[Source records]
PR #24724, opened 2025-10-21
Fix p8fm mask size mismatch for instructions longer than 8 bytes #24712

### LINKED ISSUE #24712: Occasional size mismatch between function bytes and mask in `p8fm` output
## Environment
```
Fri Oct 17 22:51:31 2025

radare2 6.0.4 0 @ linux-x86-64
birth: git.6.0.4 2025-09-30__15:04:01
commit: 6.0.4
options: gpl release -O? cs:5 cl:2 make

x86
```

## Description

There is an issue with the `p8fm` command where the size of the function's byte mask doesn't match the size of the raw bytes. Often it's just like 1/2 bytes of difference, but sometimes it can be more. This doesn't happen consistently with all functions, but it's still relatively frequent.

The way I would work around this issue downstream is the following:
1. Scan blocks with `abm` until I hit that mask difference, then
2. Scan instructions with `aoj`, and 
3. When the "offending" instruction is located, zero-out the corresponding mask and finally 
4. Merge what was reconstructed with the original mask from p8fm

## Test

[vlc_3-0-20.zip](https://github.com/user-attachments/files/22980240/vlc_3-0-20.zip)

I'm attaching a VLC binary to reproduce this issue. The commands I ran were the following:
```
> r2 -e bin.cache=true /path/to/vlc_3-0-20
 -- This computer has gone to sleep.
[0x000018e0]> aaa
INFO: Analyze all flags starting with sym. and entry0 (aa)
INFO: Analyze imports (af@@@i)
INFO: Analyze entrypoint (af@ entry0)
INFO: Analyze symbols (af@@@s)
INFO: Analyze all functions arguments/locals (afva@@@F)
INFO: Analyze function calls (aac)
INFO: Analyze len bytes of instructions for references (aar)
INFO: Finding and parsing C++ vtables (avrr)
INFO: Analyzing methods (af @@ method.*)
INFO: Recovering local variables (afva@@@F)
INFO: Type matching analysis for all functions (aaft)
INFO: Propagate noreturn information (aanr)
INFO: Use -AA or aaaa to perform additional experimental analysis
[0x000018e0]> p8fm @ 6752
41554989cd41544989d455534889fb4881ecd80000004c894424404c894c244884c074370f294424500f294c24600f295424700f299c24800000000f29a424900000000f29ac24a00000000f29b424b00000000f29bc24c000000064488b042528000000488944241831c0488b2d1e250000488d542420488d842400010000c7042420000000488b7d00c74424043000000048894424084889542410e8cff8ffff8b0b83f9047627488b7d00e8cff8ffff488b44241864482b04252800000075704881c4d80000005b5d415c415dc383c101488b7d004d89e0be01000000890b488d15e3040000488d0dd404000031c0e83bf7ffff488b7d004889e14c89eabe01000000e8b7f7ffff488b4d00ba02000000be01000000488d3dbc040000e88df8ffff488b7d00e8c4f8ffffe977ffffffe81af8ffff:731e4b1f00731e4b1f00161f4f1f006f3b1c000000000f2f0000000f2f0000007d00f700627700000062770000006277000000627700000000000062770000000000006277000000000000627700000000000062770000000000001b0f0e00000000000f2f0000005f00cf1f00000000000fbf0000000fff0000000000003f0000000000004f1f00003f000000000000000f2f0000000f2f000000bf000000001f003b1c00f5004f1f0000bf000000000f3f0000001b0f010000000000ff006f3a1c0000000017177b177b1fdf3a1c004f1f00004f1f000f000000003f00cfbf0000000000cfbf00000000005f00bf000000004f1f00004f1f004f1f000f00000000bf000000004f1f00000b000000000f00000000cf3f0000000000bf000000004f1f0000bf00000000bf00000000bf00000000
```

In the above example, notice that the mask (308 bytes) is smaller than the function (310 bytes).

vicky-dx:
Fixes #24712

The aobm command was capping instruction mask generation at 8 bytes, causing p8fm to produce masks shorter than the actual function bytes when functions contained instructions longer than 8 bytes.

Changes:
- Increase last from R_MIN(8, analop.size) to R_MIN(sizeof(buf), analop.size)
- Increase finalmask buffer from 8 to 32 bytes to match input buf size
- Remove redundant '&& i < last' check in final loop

■ WORK TO BE COMPLETED
Every entry above must be returned word for word.

■ ANSWER TO THIS EXERCISE
PR #24724, opened 2025-10-21
Fix p8fm mask size mismatch for instructions longer than 8 bytes #24712

### LINKED ISSUE #24712: Occasional size mismatch between function bytes and mask in `p8fm` output
## Environment
```
Fri Oct 17 22:51:31 2025

radare2 6.0.4 0 @ linux-x86-64
birth: git.6.0.4 2025-09-30__15:04:01
commit: 6.0.4
options: gpl release -O? cs:5 cl:2 make

x86
```

## Description

There is an issue with the `p8fm` command where the size of the function's byte mask doesn't match the size of the raw bytes. Often it's just like 1/2 bytes of difference, but sometimes it can be more. This doesn't happen consistently with all functions, but it's still relatively frequent.

The way I would work around this issue downstream is the following:
1. Scan blocks with `abm` until I hit that mask difference, then
2. Scan instructions with `aoj`, and 
3. When the "offending" instruction is located, zero-out the corresponding mask and finally 
4. Merge what was reconstructed with the original mask from p8fm

## Test

[vlc_3-0-20.zip](https://github.com/user-attachments/files/22980240/vlc_3-0-20.zip)

I'm attaching a VLC binary to reproduce this issue. The commands I ran were the following:
```
> r2 -e bin.cache=true /path/to/vlc_3-0-20
 -- This computer has gone to sleep.
[0x000018e0]> aaa
INFO: Analyze all flags starting with sym. and entry0 (aa)
INFO: Analyze imports (af@@@i)
INFO: Analyze entrypoint (af@ entry0)
INFO: Analyze symbols (af@@@s)
INFO: Analyze all functions arguments/locals (afva@@@F)
INFO: Analyze function calls (aac)
INFO: Analyze len bytes of instructions for references (aar)
INFO: Finding and parsing C++ vtables (avrr)
INFO: Analyzing methods (af @@ method.*)
INFO: Recovering local variables (afva@@@F)
INFO: Type matching analysis for all functions (aaft)
INFO: Propagate noreturn information (aanr)
INFO: Use -AA or aaaa to perform additional experimental analysis
[0x000018e0]> p8fm @ 6752
41554989cd41544989d455534889fb4881ecd80000004c894424404c894c244884c074370f294424500f294c24600f295424700f299c24800000000f29a424900000000f29ac24a00000000f29b424b00000000f29bc24c000000064488b042528000000488944241831c0488b2d1e250000488d542420488d842400010000c7042420000000488b7d00c74424043000000048894424084889542410e8cff8ffff8b0b83f9047627488b7d00e8cff8ffff488b44241864482b04252800000075704881c4d80000005b5d415c415dc383c101488b7d004d89e0be01000000890b488d15e3040000488d0dd404000031c0e83bf7ffff488b7d004889e14c89eabe01000000e8b7f7ffff488b4d00ba02000000be01000000488d3dbc040000e88df8ffff488b7d00e8c4f8ffffe977ffffffe81af8ffff:731e4b1f00731e4b1f00161f4f1f006f3b1c000000000f2f0000000f2f0000007d00f700627700000062770000006277000000627700000000000062770000000000006277000000000000627700000000000062770000000000001b0f0e00000000000f2f0000005f00cf1f00000000000fbf0000000fff0000000000003f0000000000004f1f00003f000000000000000f2f0000000f2f000000bf000000001f003b1c00f5004f1f0000bf000000000f3f0000001b0f010000000000ff006f3a1c0000000017177b177b1fdf3a1c004f1f00004f1f000f000000003f00cfbf0000000000cfbf00000000005f00bf000000004f1f00004f1f004f1f000f00000000bf000000004f1f00000b000000000f00000000cf3f0000000000bf000000004f1f0000bf00000000bf00000000bf00000000
```

In the above example, notice that the mask (308 bytes) is smaller than the function (310 bytes).

vicky-dx:
Fixes #24712

The aobm command was capping instruction mask generation at 8 bytes, causing p8fm to produce masks shorter than the actual function bytes when functions contained instructions longer than 8 bytes.

Changes:
- Increase last from R_MIN(8, analop.size) to R_MIN(sizeof(buf), analop.size)
- Increase finalmask buffer from 8 to 32 bytes to match input buf size
- Remove redundant '&& i < last' check in final loop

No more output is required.